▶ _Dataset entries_
————

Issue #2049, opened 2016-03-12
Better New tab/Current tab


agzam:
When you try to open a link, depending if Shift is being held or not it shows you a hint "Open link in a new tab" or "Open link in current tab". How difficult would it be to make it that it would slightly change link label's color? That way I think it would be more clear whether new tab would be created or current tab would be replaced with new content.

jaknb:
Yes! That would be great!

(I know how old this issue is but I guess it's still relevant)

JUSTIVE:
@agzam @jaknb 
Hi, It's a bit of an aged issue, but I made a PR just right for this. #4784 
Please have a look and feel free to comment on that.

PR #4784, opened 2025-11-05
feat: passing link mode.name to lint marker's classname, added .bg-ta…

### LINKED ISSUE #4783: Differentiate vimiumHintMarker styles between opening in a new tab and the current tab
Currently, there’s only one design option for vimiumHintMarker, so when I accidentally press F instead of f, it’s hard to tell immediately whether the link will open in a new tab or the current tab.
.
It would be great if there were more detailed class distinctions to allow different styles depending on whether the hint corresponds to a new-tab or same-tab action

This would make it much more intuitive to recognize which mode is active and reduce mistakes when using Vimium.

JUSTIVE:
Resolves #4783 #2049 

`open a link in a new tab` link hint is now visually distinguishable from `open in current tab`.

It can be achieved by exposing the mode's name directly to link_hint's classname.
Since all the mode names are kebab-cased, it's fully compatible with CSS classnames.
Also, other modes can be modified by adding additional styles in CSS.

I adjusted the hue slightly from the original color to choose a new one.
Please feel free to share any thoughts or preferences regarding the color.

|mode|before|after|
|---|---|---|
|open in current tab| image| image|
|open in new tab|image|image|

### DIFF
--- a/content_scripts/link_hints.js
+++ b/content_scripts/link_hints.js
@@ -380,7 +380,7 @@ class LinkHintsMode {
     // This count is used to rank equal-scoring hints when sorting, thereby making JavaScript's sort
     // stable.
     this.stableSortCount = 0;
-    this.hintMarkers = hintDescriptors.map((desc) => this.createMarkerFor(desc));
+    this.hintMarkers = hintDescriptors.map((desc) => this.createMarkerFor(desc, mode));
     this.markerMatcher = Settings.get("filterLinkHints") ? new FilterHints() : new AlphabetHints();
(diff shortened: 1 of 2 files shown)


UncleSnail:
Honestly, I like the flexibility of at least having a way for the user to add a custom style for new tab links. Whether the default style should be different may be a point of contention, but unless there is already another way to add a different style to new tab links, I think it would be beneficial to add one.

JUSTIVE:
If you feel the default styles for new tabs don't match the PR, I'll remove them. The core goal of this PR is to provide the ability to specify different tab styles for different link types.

————

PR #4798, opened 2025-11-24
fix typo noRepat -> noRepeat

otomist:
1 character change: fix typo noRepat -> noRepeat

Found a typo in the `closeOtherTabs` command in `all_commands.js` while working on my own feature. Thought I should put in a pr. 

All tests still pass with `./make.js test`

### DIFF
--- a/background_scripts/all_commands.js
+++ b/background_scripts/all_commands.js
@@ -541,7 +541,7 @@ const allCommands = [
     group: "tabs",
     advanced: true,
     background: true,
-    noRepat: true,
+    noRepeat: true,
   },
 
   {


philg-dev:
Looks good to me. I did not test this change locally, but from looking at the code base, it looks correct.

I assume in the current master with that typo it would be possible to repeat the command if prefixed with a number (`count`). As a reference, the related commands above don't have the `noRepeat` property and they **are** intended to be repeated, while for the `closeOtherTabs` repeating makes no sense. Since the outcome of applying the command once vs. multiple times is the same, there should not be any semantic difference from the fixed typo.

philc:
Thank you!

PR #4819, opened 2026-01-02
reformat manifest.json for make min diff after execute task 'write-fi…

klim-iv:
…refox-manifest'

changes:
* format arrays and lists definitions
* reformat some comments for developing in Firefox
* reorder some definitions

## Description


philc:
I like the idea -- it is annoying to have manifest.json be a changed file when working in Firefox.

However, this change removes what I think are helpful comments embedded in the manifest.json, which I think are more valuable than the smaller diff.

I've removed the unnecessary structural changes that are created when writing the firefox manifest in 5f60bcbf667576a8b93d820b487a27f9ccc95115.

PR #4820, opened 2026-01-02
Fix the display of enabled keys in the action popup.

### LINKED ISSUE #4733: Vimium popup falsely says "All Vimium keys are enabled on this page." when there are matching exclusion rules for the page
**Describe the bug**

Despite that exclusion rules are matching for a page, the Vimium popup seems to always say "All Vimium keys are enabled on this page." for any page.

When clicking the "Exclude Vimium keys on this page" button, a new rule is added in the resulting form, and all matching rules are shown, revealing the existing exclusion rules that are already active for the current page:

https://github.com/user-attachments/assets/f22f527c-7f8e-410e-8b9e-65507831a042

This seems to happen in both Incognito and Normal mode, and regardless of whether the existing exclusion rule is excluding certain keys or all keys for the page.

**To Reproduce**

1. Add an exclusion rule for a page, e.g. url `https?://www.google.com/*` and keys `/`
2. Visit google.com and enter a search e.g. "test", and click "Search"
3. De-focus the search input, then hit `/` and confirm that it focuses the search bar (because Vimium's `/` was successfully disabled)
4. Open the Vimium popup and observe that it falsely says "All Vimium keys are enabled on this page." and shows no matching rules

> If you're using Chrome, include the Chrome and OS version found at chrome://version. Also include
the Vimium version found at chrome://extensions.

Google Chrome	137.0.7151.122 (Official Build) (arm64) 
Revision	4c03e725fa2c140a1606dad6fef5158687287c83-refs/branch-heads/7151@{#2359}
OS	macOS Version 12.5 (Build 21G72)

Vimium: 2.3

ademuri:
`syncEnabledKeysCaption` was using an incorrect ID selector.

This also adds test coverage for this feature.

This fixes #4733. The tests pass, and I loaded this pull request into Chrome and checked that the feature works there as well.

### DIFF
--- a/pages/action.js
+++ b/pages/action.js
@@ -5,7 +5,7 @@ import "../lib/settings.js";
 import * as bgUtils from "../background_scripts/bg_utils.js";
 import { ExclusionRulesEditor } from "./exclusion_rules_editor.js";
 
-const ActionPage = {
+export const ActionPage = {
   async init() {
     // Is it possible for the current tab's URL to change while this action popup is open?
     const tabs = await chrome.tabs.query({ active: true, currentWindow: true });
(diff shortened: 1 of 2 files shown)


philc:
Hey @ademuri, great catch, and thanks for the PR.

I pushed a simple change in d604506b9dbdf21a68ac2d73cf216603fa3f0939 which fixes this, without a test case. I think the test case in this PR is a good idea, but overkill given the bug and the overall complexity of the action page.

————

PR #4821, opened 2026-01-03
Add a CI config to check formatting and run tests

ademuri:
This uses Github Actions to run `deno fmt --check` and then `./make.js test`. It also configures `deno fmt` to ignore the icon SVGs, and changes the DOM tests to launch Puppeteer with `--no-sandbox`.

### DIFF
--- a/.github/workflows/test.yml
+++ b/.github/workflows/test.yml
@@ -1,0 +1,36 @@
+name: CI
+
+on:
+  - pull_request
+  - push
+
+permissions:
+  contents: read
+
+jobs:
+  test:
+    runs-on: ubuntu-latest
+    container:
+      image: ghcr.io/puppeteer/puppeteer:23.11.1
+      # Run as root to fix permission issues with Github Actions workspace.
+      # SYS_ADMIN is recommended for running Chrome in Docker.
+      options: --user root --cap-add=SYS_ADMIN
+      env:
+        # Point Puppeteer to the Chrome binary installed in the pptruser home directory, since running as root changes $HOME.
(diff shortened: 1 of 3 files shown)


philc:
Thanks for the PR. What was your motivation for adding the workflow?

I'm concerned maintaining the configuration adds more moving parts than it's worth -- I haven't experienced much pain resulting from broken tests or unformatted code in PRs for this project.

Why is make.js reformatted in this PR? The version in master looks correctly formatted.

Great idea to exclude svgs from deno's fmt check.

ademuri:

————

▶ _Exercise directions_
With "createMarkerFor" as the search string, filter the records and return each line that has it.

▶ _Task result_
-    this.hintMarkers = hintDescriptors.map((desc) => this.createMarkerFor(desc));
+    this.hintMarkers = hintDescriptors.map((desc) => this.createMarkerFor(desc, mode));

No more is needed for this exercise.